> _Assignment_
In the entries below, count the lines holding "exposes". Reply with the number only.

> _Task input_

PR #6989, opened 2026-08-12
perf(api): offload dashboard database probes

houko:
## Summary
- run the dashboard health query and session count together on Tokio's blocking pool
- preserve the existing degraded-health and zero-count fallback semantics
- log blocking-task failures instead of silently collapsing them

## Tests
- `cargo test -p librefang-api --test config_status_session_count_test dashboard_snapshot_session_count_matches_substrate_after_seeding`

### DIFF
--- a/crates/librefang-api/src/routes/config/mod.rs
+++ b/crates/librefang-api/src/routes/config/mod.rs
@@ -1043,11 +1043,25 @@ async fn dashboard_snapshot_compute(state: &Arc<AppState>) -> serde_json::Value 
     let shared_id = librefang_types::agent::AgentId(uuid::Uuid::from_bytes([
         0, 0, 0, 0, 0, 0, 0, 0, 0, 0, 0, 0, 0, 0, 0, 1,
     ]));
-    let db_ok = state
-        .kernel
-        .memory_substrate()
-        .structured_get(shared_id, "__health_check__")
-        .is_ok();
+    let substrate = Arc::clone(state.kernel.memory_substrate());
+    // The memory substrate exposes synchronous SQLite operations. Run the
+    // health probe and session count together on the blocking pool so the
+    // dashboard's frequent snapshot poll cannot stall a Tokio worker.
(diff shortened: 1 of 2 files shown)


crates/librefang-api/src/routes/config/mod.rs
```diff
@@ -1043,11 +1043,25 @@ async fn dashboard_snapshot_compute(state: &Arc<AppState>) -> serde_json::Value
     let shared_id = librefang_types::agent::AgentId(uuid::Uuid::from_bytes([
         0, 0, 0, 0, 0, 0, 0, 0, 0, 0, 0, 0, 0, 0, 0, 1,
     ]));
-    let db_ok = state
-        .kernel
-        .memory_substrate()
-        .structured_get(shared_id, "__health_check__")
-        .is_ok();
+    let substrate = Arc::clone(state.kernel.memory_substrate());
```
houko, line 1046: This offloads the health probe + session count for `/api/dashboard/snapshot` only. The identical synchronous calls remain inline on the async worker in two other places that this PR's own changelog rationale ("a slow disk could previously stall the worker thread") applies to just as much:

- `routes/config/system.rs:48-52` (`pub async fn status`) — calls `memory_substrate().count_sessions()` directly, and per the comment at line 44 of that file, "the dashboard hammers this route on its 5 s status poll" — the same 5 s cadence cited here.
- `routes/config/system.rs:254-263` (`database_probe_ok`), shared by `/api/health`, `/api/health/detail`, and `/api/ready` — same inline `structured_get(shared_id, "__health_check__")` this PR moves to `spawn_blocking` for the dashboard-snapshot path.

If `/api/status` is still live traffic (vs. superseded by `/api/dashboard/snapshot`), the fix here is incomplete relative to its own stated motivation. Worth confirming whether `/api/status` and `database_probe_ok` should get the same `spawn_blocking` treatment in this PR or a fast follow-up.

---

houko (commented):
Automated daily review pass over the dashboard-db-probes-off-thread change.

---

--

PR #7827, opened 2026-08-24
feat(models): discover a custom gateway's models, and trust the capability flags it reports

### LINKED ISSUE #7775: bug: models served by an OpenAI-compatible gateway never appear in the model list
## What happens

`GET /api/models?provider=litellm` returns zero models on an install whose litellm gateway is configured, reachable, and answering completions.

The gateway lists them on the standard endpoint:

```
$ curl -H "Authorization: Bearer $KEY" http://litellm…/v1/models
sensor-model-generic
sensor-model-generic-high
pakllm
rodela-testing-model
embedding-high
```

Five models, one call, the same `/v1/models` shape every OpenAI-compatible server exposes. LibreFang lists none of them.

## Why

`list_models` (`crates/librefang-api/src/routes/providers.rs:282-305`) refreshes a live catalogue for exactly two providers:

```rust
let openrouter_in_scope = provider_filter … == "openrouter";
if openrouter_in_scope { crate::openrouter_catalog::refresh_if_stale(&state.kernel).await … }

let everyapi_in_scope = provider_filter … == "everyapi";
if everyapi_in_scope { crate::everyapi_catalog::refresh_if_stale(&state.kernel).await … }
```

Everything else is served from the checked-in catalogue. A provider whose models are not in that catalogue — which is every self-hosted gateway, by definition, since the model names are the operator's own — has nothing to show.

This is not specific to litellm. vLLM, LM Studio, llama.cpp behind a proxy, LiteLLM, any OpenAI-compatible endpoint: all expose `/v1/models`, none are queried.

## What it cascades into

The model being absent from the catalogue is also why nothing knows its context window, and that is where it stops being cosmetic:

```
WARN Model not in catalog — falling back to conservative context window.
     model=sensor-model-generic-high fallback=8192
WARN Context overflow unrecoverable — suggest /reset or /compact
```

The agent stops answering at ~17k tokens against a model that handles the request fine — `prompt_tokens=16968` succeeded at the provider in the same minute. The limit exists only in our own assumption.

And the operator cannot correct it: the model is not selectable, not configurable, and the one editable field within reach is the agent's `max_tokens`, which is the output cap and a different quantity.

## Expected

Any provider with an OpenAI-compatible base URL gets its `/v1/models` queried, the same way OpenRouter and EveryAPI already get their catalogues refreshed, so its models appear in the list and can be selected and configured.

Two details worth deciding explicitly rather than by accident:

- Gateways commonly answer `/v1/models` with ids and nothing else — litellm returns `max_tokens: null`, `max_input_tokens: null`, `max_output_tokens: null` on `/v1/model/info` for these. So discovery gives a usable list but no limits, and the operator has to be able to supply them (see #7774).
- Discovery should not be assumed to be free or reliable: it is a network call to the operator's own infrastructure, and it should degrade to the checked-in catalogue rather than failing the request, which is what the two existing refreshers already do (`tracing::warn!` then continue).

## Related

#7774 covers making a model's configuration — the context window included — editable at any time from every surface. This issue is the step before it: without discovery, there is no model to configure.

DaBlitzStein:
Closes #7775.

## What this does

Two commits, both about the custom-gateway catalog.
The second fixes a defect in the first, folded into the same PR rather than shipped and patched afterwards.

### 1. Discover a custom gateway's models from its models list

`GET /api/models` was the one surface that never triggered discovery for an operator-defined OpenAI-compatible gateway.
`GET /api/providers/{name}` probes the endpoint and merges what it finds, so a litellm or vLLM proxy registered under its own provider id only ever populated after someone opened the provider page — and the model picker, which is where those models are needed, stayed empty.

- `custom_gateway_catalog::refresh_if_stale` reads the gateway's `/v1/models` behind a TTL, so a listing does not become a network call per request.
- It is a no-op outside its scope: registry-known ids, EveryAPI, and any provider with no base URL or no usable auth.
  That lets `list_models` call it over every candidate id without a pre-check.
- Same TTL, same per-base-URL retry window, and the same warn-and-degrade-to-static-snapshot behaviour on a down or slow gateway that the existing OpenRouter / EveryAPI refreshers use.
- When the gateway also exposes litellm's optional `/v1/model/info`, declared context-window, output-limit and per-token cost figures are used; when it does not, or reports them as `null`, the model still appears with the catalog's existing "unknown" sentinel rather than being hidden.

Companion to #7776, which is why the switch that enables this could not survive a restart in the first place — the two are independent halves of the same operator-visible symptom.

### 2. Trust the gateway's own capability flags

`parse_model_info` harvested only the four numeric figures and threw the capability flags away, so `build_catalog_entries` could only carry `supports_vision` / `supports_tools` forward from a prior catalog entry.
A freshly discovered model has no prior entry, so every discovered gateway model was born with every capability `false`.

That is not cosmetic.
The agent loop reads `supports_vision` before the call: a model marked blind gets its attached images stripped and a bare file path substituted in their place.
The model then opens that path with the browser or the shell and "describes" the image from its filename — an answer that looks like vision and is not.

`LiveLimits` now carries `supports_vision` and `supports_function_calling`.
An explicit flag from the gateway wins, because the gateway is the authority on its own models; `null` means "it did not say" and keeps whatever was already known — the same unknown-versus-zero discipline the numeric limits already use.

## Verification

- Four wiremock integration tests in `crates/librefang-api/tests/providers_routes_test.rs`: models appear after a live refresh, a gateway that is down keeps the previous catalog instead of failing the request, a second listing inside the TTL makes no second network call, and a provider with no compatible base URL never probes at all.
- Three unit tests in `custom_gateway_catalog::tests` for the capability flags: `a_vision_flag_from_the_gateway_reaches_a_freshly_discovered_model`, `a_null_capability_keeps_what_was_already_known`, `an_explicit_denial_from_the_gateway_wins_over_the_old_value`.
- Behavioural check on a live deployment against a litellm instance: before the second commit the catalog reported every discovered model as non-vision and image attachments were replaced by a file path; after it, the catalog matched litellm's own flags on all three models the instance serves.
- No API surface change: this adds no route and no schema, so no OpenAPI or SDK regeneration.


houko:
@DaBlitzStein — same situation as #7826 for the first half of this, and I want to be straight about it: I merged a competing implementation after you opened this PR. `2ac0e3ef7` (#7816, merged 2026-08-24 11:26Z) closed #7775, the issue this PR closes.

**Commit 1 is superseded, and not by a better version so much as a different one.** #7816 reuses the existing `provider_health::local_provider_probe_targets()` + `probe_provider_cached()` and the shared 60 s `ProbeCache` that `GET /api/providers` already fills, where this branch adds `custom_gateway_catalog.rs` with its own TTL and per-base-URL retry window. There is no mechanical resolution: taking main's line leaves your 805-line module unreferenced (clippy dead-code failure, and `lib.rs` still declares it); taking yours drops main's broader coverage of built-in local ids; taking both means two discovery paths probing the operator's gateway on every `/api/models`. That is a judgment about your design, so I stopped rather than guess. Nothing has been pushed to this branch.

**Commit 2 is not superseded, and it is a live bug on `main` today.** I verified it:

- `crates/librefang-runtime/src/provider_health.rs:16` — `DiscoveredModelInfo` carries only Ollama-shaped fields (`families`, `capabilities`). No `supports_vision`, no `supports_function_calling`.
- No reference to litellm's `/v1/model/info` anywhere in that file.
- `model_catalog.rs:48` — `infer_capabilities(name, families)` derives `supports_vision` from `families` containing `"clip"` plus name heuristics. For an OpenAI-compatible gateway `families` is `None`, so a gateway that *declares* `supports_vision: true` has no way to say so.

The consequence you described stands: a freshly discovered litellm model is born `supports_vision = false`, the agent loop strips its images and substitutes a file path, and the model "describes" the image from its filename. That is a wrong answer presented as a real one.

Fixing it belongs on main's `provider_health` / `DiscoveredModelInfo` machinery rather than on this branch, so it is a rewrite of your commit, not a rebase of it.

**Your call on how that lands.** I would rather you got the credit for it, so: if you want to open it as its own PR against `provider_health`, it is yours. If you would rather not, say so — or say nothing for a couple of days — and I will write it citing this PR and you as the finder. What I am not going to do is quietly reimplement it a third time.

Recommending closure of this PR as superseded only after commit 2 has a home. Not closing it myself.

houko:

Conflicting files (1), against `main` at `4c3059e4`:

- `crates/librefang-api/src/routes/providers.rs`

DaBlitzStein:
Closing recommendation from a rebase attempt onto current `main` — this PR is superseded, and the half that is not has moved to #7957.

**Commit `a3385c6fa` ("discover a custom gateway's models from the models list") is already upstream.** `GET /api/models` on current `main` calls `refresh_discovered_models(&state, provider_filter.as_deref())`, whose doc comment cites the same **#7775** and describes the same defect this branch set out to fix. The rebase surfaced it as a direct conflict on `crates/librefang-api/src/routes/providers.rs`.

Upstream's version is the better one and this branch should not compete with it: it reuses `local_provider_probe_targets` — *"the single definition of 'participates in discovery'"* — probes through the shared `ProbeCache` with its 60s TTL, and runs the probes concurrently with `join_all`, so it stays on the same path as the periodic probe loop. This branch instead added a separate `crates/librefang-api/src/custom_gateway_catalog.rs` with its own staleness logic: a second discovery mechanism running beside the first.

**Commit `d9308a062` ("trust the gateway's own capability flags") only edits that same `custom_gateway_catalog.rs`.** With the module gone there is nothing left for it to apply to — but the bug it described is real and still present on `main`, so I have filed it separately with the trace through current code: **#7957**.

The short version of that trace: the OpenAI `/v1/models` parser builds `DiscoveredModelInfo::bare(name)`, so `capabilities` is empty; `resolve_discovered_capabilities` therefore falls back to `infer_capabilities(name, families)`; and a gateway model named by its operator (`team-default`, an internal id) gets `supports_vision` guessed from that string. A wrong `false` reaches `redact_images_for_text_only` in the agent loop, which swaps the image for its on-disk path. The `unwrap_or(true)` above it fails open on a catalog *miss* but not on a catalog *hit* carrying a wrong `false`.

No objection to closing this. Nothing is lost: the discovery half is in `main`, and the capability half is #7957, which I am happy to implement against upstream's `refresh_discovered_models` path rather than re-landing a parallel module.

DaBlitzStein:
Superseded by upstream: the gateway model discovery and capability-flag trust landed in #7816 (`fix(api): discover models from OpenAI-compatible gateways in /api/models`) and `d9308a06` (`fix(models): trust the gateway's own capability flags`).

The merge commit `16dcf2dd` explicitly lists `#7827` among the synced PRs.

> _Answer section_
3